Doctor Who: The BBC Books #84 – The Quantum Archangel by Craig Hinton

Doctor Who: The Past Doctor Adventures
#38
The Quantum Archangel
By Craig Hinton

Well look, if anyone was going to write a sequel to The Time Monster — that barmy Season 9 closer with the silly bird man and also Atlantis for some reason — it was probably going to be the guy that wrote GodEngine.

It was hard to have particularly high expectations for this one. Craig Hinton has certain habits that don’t exactly bring a novel together, shall we say, but he has written well before. That was mostly in Millennial Rites: a Sixth Doctor and Mel book that took a creative approach to the Valeyard problem. This one has the same Doctor/companion combo, so we’re off to a good start. It’s then just a question of “which Craig Hinton are we getting”: the one who has an actual idea for a book, or the one who came here to reference continuity and chew bubblegum and he’s all out of bubblegum?

Sadly it’s the latter. The Quantum Archangel hits every possible self-indulgent traffic cone on its way to being good. It might not be the worst PDA so far (can I interest you in The King Of Terror?) but it joins the ranks of the least effective and the worst written; not for the first time, I’m wondering if the editing process for the PDAs at this point consisted entirely of checking that the page count = 280.

You can’t really critique a Craig Hinton book without mentioning fanwank. (It’s one of life’s little ironies that he is credited with naming it, yet he is one of its most enthusiastic purveyors. I think we need to accept that he probably meant it as a compliment.) Sure enough, The Quantum Archangel is another example of Hinton making so many unnecessary references to things that he must be trying to win a bet. Got the Master in his TARDIS? Well then, why not have him catalogue the various adventures that led to his current physical state, such as Traken and Sarn? Why not have him look at components and remember that he nicked them from Sontarans and/or Rutans? Why not have him recall previous disguises and pseudonyms while he’s devising new ones? (I could say “because it’s not very interesting for a villain to stand around recalling trivia,” but I doubt that the editorial process got as far as asking him about that.)

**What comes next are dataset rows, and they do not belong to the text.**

PR #1217, opened 2022-10-04
Split v4

behrmann:
And another round :)

This is basically the same series as #1189, but rebased against current main, (hopefully) more bisectable (making sure at least the basic CI tests pass in between) and, as disccused in #1189, attached to `MkosiState` instead of the `Distribution` enum.


mkosi/backend.py
```diff
@@ -37,12 +38,16 @@
...
+from .distributions import DistributionInstaller
 from .syscall import (
     blkpg_add_partition,
     blkpg_del_partition,
     block_reread_partition_table,
 )
 
+
+
+
```
DaanDeMeyer: Spurious newlines

DaanDeMeyer (changes requested):
Looks great, definitely think this is the way we should go, some comments though.

mkosi/backend.py
```diff
@@ -634,6 +639,24 @@ def get_partition(self, ident: PartitionIdentifier) -> Optional[Partition]:
...
+        except AttributeError:
+            try:
+                distro = str(self.config.distribution)
+                mod = importlib.import_module(f"mkosi.distributions.{distro}")
+                installer = getattr(mod, f"{distro.capitalize()}Installer")
+                instance = installer() if issubclass(installer, DistributionInstaller) else None
+            except (ImportError, AttributeError):
+                instance = None
+            setattr(self, "_installer", instance)
+            return cast(Optional["DistributionInstaller"], instance)
```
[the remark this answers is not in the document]
behrmann: Yes, this *is* unnecessarily complex, but it's only scaffolding. I wanted to port some more distros this weekend and once all of them are ported this can go away pretty much wholesale.

mkosi/backend.py
behrmann: Ah, thought I had gotten rid of them already, they're a rebase artifact. I'll remove them.

mkosi/distributions/__init__.py
```diff
@@ -0,0 +1,21 @@
...
+from pathlib import Path
+from typing import TYPE_CHECKING, List
+
+if TYPE_CHECKING:
+    from ..backend import MkosiState
+
+
+class DistributionInstaller:
+    @classmethod
+    def install(cls, state: "MkosiState") -> None:
```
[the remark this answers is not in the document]
behrmann: Probably, but not sure... I think this import had some other side effects, will look into it.

mkosi/distributions/arch.py
```diff
@@ -0,0 +1,190 @@
...
+
+
+class ArchInstaller(DistributionInstaller):
+    @classmethod
+    def cache_path(cls) -> List[str]:
+        return ["var/cache/pacman/pkg"]
+
+    @classmethod
+    def install(cls, state: "MkosiState") -> None:
+        return install_arch(state)
```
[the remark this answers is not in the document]
behrmann: My thinking was, that `DistributionInstaller` would never have state beyond state that generally applies to that specific distribution - there's already examples in the Debian version - and state specific to our current invocation would be in `MkosiState`. 

I'd prefer to keep it like this for now and we can change it later, since changing it from a class to an instance method will always be easier.

mkosi/distributions/arch.py
```diff
@@ -0,0 +1,190 @@
...
+
+
+def invoke_pacman(root: Path, pacman_conf: Path, packages: Set[str]) -> None:
+    run(["pacman", "--config", pacman_conf, "--noconfirm", "-Sy", *sort_packages(packages)], env=dict(KERNEL_INSTALL_BYPASS="1"))
+
+
+@complete_step("Installing Arch Linux…")
+def install_arch(state: MkosiState) -> None:
```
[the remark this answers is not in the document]
behrmann: Will do. I mostly did it in two different ways for Arch and Debian to showcase how it can work.

mkosi/distributions/__init__.py
```diff
@@ -8,6 +8,8 @@
 
 
 class DistributionInstaller:
+    needs_skeletons_after_bootstrap = False
```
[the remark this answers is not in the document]
behrmann: In principle I'm fine with making everything a method, but it might be a bit overkill.

mkosi/distributions/ubuntu.py
```diff
@@ -0,0 +1,34 @@
+# SPDX-License-Identifier: LGPL-2.1+
+
+from typing import Set
+
+from ..backend import MkosiState, add_packages
+from .debian import DebianInstaller
+
+
+class UbuntuInstaller(DebianInstaller):
```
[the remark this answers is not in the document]
behrmann: Generally not a big fan of it either, but to put it in some words I heard recently: I think it can be done tastefully. :)

Without multiple inheritance this is a one way street of children overriding parents and I look at this more like drop in configuration and pushing this out to some other functions that we're then overwriting just reinvents inheritance again, so I'd like to keep it simple and stay with what's the language points one to.

behrmann:
I'll rework the PR for the changes over the weekend, but of a post vaccination haze at the moment.

mkosi/distributions/ubuntu.py
```diff
@@ -0,0 +1,34 @@
...
+        state.root.joinpath(f"etc/apt/sources.list.d/{state.config.release}-updates.list").write_text(f"{updates}\n")
+
+        # Security updates repos are never mirrored
+        security = f"deb http://security.ubuntu.com/ubuntu/ {state.config.release}-security {' '.join(repos)}"
+
+        state.root.joinpath(f"etc/apt/sources.list.d/{state.config.release}-security.list").write_text(f"{security}\n")
+
+    @classmethod
+    def fixup_resolved(cls, state: MkosiState, extra_packages: Set[str]) -> None:
+        pass
```
DaanDeMeyer, line 34: If we just have a shared function between debian/ubuntu, this would simply be something that's not part of that and is only done by debian after calling the shared function

mkosi/distributions/ubuntu.py
```diff
@@ -0,0 +1,34 @@
...
+
+    @classmethod
+    def add_default_kernel_package(cls, state: MkosiState, extra_packages: Set[str]) -> None:
+        # use the global metapckage linux-generic if the user didn't pick one
+        if ("linux-generic" not in extra_packages and
+            not any(package.startswith("linux-image") for package in extra_packages)):
+            add_packages(state.config, extra_packages, "linux-generic")
+
+    @classmethod
+    def add_apt_auxiliary_repos(cls, state: MkosiState, repos: Set[str]) -> None:
```
DaanDeMeyer, line 20: We already have the `Repo` concept for RPM distros, we can easily do the same here and pass those repo definitions to a shared install function.

mkosi/distributions/ubuntu.py
```diff
@@ -0,0 +1,34 @@
...
+
+from ..backend import MkosiState, add_packages
+from .debian import DebianInstaller
+
+
+class UbuntuInstaller(DebianInstaller):
+    repositories_for_boot = {"universe"}
+
+    @classmethod
+    def add_default_kernel_package(cls, state: MkosiState, extra_packages: Set[str]) -> None:
```
DaanDeMeyer, line 13: We can easily do this calculation before calling a shared install function and pass the requested default kernel package as an argument.

mkosi/distributions/ubuntu.py
DaanDeMeyer: In fact, I don't see why we can't do this outside of the shared install function. If no local mirror is specified, write the auxiliary repos before calling the shared install function. If one is specified, write the shared repos after calling the shared install function.

mkosi/distributions/ubuntu.py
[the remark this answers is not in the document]
DaanDeMeyer: I'm not convinced. I think all the things we're overriding can easily be done locally in the ubuntu class before or after calling a shared install function. See my other comments

mkosi/distributions/__init__.py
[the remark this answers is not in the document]
keszybz: Yeah, I think `from __future__ import annotations` is the way to go.

mkosi/backend.py
```diff
@@ -141,33 +141,34 @@ def __str__(self) -> str:
...
+    opensuse = "opensuse", PackageType.rpm
+    mageia = "mageia", PackageType.rpm
+    centos = "centos", PackageType.rpm
+    centos_epel = "centos_epel", PackageType.rpm
+    openmandriva = "openmandriva", PackageType.rpm
+    rocky = "rocky", PackageType.rpm
+    rocky_epel = "rocky_epel", PackageType.rpm
+    alma = "alma", PackageType.rpm
+    alma_epel = "alma_epel", PackageType.rpm
+    gentoo = "gentoo", PackageType.ebuild
```
keszybz, line 165: Hmm, would it be possible to align the names at the first `"`? Without that, it's really hard to scan the list. And also the second item column too…

mkosi/distributions/__init__.py
```diff
@@ -0,0 +1,21 @@
+# SPDX-License-Identifier: LGPL-2.1+
+
+from pathlib import Path
+from typing import TYPE_CHECKING, List
+
+if TYPE_CHECKING:
+    from ..backend import MkosiState
```
keszybz, line 7: Hmm, I think the general consensus nowadays is to not use relative imports without a good reason. `from mkosi.backend` is much clearer…

mkosi/__init__.py
```diff
@@ -1611,7 +1611,9 @@ def mount_api_vfs(root: Path) -> Iterator[None]:
 
 @contextlib.contextmanager
 def mount_cache(state: MkosiState) -> Iterator[None]:
-    if state.config.distribution in (Distribution.fedora, Distribution.mageia, Distribution.openmandriva):
+    if state.installer is not None:
```
keszybz, line 1377: Just `state.installer` is good enough. This is a normal object which will never be false, so checking for None is just unnecessary pedantry.

(Also below.)

mkosi/__init__.py
```diff
@@ -1611,7 +1611,9 @@ def mount_api_vfs(root: Path) -> Iterator[None]:
...
+        cache_paths = state.installer.cache_path()
+    elif state.config.distribution in (Distribution.fedora, Distribution.mageia, Distribution.openmandriva):
```
keszybz, line 1379: () → {}  ?

mkosi/backend.py
```diff
@@ -972,3 +975,56 @@ def complete_step(cls, text: str, text2: Optional[str] = None) -> Iterator[List[
...
+    """Recursively walk the tree starting at @root, optionally apply filter, yield non-none values"""
+    queue: Deque[Union[str, Path]] = collections.deque([root])
+
+    while queue:
+        for entry in os.scandir(queue.pop()):
+            pred = filter(entry) if filter is not None else entry
+            if pred is not None:
+                yield cast(T, pred)
+            if entry.is_dir(follow_symlinks=False):
+                queue.append(entry.path)
```
keszybz, line 1030: I think it'd be nicer to create some `utils.py` or `helpers.py` file, for all those standalone generic python functions that are very generic. `backend.py` has become another dumping ground, and we should instead move things into smaller files divided by function. We discussed this before and I think this idea was generally acceptable.

mkosi/install.py
```diff
@@ -0,0 +1,156 @@
...
+
+
+def copy_fd(oldfd: int, newfd: int) -> None:
+    try:
+        reflink(oldfd, newfd)
+    except OSError as e:
+        if e.errno not in {errno.EXDEV, errno.EOPNOTSUPP, errno.ENOTTY}:
+            raise
+        # While mypy handles this correctly, Pyright doesn't yet.
+        shutil.copyfileobj(open(oldfd, "rb", closefd=False), cast(Any, open(newfd, "wb", closefd=False)))
```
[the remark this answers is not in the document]
keszybz: Would it be possible to kill this warning altogether for files opened in read mode?

mkosi/distributions/__init__.py
```diff
@@ -19,3 +19,7 @@ def kernel_image(name: str) -> Path:
     @classmethod
     def cache_path(cls) -> List[str]:
         raise NotImplementedError
+
+    @classmethod
+    def remove_packages(cls, state: "MkosiState", remove: List[str]) -> None:
+        pass
```
keszybz, line 27: Shouldn't this throw an exception if `remove` is not empty? That way RemovePackages= will be refused if not implemented for a distro.

mkosi/distributions/__init__.py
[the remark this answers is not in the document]
behrmann: I've had a look at this, and I don't think so. That's a PEP that's been punted down the line for the past two Python releases and this week's release says [that it might not be the future](https://docs.python.org/3.11/whatsnew/3.11.html#pep-563-may-not-be-the-future), so we shouldn't depend on something that might be different than what might be the default in the future.

mkosi/distributions/ubuntu.py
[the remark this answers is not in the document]
keszybz: I'm not convinced either. But maybe let's get this merged in this approximate form, and then maybe refactor later. How things are organized within the debian and ubuntu modules shouldn't impact the rest of the code, and we shouldn't get bogged down by this part.

keszybz (changes requested):

DaanDeMeyer:
I'd prefer delaying the merge until all distributions are moved to the new model. This is just refactoring anyway and doesn't introduce any new features, so there's no need to merge it before the release

keszybz:
So… what's the status here? Can we agree on some game plan and start moving forward?

I think we shouldn't block this on being "perfect", because that'll just take forever. Mkosi simply has now too much code to convert everything in one PR. Thus, I think we shouldn't require code for all distributions to be converted at once. But I'm fine with other decisions. But let's decide *something*.

behrmann:
`$DAYJOB` was quite busy the past few weeks, but it's finally on my todo list for today to fix the conflicts (and address the comments) that have accrued in the intervening weeks.

behrmann:
That's the rebase, addressing the comments will have to wait for tomorow.

mkosi/distributions/__init__.py
behrmann: Changed that to a `NotImplementedError`.

mkosi/distributions/arch.py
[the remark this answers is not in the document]
behrmann: I decided against this for now, since this PR is already unwieldy enough and I think it makes it easier to compare without the additional change in indentation.

mkosi/backend.py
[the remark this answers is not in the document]
behrmann: It's bit less complex now, since the extra sentinel is gone, now we just dynamically load the the installer from the module. This is necessary, because otherwise there would be an import loop, since the distribution modules always load at least `MkosiState` from `backend.py`.

mkosi/backend.py
behrmann: Agreed, which is why I moved a few things to new files already, but I think dissolving this dump is best left to followup work, since this PR is too big by half already.

behrmann:
I've finally moved all distros into submodules and I think `DistributionInstaller` gives a pretty mnimal interaction surface to the rest of the code now. Everything that's not in `DistributionInstaller` is now marked as "private" with an initial underscore. Inheritance is kept to a minimum, and all inheritance only affects distro internal stuff, which are always only private functions. 

I specifically did not inline all code, because - at least for me -  it makes it easier to compare the code.

There's still a lot of room for improvement and there's distro specific stuff scattered in many places, which I want to remove, but as @keszybz said, this should be a start.

DaanDeMeyer:
I'll take a look when I can but I can already say one of us is going to have a lot of fun resolving merge conflicts

behrmann:
Please, I've rebased this one and its predecessors enough already ;)

mkosi/backend.py
DaanDeMeyer: These are still here?

mkosi/distributions/__init__.py
DaanDeMeyer: This isn't fixed?

mkosi/distributions/__init__.py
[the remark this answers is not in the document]
DaanDeMeyer: Sure, it might not be the future, but whatever solution they come up with will likely not be all that different in usage, so I say we use `from __future__ import annotations` for now and deal with that problem later

DaanDeMeyer (changes requested):
Seems you resolved a bunch of conversations but the issues are not fixed? Did you perhaps forget to push some changes?

mkosi/distributions/__init__.py
behrmann: I'm not sure I follow. The diff is marked as outdated. I fixed that in the commit "Make all imports absolute" and in the version I see here ([b8580b7](https://github.com/systemd/mkosi/pull/1217/commits/b8580b79fc15031cee82efb4e8963aed52e2cb36)), which is the same as I have locally, the import is `mkosi.backend`.

mkosi/backend.py
behrmann: On my side this diff too is marked as outdated and I don't see these newlines in [b8580b7](https://github.com/systemd/mkosi/pull/1217/commits/b8580b79fc15031cee82efb4e8963aed52e2cb36) anymore.

mkosi/distributions/__init__.py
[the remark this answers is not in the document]
behrmann: Ah, since there was no reaction anymore I thought this one has runs it's course, sorry.

I disagree. I don't think we should `from __future__ import annotation`. This feature is opt and still very much in flux  or under consideration upstream and has fallen so much out of favour that they've added the above-linked note in the release notes after punting on accepting the PEP for two releases. Opting into this, I think we would rely on an unstable feature for, what I think is, mostly aesthetic gain. I think it's saver to stay with the language defaults and wait this out.

mkosi/distributions/__init__.py
DaanDeMeyer: Ahh, now it makes sense. In systemd contribution guidelines we always things to be fixed in the commit that introduces them instead of in a later commit, can you do that here as well? Makes things easier to review commit by commit

behrmann: Fair enough, I can rebase that once more, but since this was a thing used all over the codebase, i.e. existing code, I thought it made more sense to keep the relative commits around everywhere and have one point where they are all switched over.

mkosi/distributions/__init__.py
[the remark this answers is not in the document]
DaanDeMeyer: I'm fine with discussing that in a separate PR, but we already use `from __future__ import annotations` in our other code. So I'd still prefer that in this PR, we stick to that and then in another PR you can remove all uses of this and we can discuss it there.

But we shouldn't do this switch in the middle of another large PR, let's keep this one focused on the split

DaanDeMeyer:
Wayy too much implementation inheritance if you ask me, but I want to make progress, so I'm merging this, I'll do a follow up PR at some point to address the stuff I disagree with

mkosi/distributions/__init__.py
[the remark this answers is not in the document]
behrmann: Agreed, opened #1280 to discuss dropping the rest, which I had actually missed. The diff is rather small.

It’s not just the Master, of course. Everybody, including the disembodied prose, is in it to win it continuity-wise, so we get nods to earlier canon that might be relevant (The Time Monster, Millennial Rites, Business Unusual, Divided Loyalties and — pushing it — The Trial Of A Timelord), nods to things that have nothing directly to do with any of this, but why not eh (e.g. a comparison to the Animus, or locations you might recognise such as the Doctor’s almost-hermitage in The Twin Dilemma) and nods to off-screen adventures, just for fun (featuring Quarks, the Voord, Krotons, Bandrils, Daleks, Yeti etc). It even goes beyond Doctor Who, with chapter names borrowed from mostly inappropriate song titles. (Total Eclipse Of The Heart? Really?) I know there are people that love this sort of thing but for me it has the cumulative effect of making this feel not really like a novel or a story at all, more a series of forum posts with linking material. It’s just bonus stuff sprinkled on already heaped piles of stuff.

Here’s the thing though: I think it goes beyond fanwank. Hinton, no doubt amusing himself greatly all the while, seems genuinely unsure how to distinguish between prose that advances the story and prose that just adds more words. Sentences groan with trivia, whether it’s Doctor Who quiz fodder or just general TMI about the characters. Here’s a typical example, employing punctuation the way you might use chewing gum to hold an old car together: “When he had got back from the physics symposium in Copenhagen — a day early, due to the fact that (a) there was nothing being discussed that was of any interest to him whatsoever, and (b) he had spent most of the week attempting to avoid that old fraud Winterdawn hurling himself around the Copenhagen conference centre in his souped-up wheelchair — he hadn’t gone to the flat; instead, he had come straight to the university — to the TITAN Array, hoping to see Arlene, to surprise her.” Did we need all of that? Did all of it belong in the same thought?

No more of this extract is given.